┌────────
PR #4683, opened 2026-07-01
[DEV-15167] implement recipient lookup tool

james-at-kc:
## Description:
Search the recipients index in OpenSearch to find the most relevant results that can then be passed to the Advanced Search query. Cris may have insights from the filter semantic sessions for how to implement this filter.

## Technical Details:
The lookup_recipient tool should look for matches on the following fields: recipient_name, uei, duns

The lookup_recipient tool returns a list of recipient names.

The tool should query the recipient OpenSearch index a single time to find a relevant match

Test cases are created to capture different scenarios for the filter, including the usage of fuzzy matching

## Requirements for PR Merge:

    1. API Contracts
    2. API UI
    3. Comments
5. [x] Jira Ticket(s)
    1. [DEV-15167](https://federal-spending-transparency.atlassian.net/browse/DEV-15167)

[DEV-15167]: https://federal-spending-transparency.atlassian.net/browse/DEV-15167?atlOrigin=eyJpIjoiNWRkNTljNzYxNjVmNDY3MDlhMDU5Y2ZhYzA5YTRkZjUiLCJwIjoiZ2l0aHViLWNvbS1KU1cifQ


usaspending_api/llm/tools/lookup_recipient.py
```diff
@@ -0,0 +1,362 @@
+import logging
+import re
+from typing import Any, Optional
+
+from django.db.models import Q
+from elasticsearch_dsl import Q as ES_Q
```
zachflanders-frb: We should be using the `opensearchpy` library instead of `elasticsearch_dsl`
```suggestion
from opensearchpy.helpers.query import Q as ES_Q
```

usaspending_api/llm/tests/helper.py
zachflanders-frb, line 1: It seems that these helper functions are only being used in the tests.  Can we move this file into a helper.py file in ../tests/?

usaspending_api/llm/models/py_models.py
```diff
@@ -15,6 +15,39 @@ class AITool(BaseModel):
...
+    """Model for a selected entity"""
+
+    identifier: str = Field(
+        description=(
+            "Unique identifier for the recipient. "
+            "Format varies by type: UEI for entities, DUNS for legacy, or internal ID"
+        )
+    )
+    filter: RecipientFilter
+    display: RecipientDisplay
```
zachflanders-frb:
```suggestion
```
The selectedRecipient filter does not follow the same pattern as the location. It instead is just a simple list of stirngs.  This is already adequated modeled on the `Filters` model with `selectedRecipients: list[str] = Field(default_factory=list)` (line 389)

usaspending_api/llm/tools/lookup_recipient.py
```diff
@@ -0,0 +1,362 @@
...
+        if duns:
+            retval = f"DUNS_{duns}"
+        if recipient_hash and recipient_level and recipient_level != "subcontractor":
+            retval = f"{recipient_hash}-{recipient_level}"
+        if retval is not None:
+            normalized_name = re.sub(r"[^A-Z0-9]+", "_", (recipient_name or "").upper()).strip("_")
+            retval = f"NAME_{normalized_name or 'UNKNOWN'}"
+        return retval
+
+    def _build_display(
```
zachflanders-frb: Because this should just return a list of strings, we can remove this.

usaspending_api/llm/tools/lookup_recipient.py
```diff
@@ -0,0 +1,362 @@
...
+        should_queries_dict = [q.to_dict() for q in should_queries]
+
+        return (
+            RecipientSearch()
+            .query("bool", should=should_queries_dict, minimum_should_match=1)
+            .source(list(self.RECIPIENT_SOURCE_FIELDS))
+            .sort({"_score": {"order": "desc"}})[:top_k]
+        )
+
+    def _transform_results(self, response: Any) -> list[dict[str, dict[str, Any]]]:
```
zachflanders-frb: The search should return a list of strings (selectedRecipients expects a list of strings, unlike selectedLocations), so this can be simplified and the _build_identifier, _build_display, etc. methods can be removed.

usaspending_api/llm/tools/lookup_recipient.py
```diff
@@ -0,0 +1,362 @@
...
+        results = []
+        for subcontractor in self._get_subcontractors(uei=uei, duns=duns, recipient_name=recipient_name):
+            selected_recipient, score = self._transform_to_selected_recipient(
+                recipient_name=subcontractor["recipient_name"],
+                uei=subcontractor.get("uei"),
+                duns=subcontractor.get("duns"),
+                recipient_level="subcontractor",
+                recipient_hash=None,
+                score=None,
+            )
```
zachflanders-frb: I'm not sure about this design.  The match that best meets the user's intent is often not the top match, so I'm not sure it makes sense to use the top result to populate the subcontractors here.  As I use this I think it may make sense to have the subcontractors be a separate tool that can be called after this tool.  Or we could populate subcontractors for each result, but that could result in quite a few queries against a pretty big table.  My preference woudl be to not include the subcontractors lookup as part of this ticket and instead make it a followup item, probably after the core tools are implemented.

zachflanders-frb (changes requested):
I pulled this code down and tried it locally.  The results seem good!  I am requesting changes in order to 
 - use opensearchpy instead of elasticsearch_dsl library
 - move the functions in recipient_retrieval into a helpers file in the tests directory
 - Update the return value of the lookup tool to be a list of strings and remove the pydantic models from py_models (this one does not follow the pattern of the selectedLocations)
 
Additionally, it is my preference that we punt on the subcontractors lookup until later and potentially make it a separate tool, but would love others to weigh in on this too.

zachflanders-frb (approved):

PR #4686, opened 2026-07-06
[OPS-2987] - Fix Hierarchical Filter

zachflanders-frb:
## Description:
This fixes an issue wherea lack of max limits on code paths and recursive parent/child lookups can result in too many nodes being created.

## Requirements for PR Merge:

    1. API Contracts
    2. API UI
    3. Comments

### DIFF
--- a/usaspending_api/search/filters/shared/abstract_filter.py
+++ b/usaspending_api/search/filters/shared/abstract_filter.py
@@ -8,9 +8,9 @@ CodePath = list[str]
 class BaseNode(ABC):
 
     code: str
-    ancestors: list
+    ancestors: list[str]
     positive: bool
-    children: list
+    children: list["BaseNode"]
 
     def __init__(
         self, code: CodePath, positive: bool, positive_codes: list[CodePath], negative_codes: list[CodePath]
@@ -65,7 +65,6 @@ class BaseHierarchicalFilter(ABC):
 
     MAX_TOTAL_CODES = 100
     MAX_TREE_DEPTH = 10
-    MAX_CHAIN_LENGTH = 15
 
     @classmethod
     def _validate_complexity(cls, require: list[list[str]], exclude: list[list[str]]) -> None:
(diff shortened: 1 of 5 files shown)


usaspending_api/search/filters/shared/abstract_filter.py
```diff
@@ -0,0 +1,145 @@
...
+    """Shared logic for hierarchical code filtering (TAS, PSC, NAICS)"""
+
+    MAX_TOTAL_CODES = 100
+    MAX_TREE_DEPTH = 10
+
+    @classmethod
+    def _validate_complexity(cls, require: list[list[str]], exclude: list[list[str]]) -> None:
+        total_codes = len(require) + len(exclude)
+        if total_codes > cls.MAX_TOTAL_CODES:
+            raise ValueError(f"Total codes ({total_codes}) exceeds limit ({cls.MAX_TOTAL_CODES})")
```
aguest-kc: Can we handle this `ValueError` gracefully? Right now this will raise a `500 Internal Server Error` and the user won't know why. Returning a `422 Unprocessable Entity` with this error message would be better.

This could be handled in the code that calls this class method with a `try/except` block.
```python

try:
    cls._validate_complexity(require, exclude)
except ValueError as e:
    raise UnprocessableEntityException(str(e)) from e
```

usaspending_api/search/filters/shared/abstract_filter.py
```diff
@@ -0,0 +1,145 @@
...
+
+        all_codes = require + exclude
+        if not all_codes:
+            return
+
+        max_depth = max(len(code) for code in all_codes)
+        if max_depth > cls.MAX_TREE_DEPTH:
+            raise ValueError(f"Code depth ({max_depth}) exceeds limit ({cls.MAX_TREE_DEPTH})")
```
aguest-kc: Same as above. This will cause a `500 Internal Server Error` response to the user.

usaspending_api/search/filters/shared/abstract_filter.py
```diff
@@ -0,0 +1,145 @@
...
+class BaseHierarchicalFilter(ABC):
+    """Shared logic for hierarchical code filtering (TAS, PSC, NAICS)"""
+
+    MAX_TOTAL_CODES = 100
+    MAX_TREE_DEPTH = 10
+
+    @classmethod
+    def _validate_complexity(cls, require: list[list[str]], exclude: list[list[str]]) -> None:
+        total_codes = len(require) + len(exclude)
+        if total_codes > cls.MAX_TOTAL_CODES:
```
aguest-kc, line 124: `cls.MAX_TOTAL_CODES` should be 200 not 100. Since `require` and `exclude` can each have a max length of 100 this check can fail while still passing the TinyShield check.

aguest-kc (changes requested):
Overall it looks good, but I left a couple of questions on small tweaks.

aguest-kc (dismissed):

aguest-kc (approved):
└────────
┌────────
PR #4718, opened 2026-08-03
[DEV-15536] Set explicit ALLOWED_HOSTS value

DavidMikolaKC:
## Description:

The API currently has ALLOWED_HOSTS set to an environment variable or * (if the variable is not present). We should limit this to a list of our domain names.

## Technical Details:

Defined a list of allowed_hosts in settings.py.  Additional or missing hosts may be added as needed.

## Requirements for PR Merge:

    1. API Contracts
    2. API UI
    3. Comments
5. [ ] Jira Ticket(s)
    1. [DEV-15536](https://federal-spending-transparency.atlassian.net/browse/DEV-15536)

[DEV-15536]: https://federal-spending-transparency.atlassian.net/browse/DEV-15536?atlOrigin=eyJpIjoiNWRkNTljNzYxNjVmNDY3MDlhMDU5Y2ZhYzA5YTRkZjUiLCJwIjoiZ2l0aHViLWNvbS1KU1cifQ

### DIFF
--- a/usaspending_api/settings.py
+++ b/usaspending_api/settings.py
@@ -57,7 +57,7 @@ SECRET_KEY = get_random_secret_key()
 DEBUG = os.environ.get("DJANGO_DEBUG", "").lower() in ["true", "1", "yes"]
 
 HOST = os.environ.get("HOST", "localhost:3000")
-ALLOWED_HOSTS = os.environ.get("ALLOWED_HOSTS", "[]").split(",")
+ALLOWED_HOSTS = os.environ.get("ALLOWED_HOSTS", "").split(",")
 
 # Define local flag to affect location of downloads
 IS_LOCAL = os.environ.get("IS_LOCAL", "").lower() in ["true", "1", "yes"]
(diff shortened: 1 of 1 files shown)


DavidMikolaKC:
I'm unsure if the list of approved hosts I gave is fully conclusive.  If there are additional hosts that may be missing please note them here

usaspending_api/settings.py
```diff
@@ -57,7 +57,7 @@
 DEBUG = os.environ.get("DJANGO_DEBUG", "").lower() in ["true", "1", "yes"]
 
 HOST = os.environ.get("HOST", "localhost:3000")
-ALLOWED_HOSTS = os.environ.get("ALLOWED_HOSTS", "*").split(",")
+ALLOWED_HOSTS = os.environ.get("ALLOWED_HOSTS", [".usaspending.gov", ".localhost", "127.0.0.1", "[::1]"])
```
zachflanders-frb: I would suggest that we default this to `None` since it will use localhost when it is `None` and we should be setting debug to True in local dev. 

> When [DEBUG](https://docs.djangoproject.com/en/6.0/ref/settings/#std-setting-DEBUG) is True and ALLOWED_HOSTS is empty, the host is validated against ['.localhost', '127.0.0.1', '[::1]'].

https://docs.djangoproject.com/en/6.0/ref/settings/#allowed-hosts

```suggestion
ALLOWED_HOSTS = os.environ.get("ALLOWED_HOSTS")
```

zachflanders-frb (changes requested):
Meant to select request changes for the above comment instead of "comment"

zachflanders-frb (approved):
└────────
┌────────
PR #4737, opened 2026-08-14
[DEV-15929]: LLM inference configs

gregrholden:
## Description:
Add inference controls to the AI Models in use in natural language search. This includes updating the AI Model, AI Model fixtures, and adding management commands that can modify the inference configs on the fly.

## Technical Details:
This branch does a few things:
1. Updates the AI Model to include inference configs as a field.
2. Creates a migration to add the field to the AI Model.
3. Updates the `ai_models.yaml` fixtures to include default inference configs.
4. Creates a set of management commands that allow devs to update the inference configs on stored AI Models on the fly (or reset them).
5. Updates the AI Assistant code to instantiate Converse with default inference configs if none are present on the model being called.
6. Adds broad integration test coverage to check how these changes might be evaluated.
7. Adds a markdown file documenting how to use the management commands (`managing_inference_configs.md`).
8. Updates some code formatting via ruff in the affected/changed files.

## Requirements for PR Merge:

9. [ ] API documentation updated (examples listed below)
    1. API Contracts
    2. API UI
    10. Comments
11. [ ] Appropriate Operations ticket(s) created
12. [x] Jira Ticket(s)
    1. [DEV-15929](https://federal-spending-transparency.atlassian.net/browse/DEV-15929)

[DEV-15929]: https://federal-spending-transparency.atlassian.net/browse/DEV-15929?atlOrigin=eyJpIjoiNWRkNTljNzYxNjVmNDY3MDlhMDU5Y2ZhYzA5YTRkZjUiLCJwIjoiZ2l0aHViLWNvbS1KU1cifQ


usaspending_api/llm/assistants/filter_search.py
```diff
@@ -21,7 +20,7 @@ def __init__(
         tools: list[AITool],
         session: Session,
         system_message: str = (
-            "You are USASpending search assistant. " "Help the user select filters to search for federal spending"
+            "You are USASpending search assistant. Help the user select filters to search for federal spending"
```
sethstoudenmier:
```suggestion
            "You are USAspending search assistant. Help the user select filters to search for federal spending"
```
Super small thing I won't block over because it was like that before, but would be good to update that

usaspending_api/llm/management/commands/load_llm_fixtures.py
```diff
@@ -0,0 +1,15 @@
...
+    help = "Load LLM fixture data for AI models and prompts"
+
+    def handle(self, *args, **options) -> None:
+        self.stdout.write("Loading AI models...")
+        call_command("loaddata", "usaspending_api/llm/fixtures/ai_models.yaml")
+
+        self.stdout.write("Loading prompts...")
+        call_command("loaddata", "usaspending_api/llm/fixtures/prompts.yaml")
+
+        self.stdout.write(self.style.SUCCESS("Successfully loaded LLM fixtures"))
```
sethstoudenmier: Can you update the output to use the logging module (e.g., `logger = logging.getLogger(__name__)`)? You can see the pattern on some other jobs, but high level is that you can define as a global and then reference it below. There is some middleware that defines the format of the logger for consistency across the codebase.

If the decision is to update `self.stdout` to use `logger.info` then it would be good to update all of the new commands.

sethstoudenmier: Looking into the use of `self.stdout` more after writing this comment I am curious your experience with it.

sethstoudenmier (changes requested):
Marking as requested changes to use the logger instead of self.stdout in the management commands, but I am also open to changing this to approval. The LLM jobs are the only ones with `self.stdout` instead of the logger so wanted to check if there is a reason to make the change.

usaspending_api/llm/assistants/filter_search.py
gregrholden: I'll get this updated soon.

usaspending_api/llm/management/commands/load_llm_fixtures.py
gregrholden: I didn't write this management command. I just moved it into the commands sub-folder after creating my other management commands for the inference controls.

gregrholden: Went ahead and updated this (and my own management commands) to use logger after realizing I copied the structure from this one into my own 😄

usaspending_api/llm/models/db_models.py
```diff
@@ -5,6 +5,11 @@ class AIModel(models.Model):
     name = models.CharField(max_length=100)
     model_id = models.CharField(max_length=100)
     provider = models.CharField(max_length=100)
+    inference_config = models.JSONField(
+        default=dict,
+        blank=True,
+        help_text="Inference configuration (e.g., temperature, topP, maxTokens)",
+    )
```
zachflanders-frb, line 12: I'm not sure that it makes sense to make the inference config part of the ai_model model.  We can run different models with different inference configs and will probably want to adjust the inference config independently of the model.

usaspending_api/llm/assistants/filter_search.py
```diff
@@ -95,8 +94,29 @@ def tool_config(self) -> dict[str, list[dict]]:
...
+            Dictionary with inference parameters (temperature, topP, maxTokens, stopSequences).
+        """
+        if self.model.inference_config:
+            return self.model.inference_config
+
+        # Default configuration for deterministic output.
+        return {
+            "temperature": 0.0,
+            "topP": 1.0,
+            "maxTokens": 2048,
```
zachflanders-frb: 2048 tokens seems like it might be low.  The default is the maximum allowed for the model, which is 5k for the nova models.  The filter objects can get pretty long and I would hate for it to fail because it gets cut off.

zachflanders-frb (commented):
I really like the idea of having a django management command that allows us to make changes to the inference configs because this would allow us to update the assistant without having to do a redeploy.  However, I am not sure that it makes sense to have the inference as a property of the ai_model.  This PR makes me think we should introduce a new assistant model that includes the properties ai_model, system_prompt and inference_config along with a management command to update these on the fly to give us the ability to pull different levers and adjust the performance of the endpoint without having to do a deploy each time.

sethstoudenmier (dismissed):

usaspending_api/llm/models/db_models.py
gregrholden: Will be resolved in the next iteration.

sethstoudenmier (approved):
└────────
— BRIEF —
The lines to extract from the data above begin with the line containing "PR #4683, opened 2026-07-01" and end with the line containing "The lookup_recipient tool should". Extract them exactly, including both.

— TASK SOLUTION —
PR #4683, opened 2026-07-01
[DEV-15167] implement recipient lookup tool

james-at-kc:
## Description:
Search the recipients index in OpenSearch to find the most relevant results that can then be passed to the Advanced Search query. Cris may have insights from the filter semantic sessions for how to implement this filter.

## Technical Details:
The lookup_recipient tool should look for matches on the following fields: recipient_name, uei, duns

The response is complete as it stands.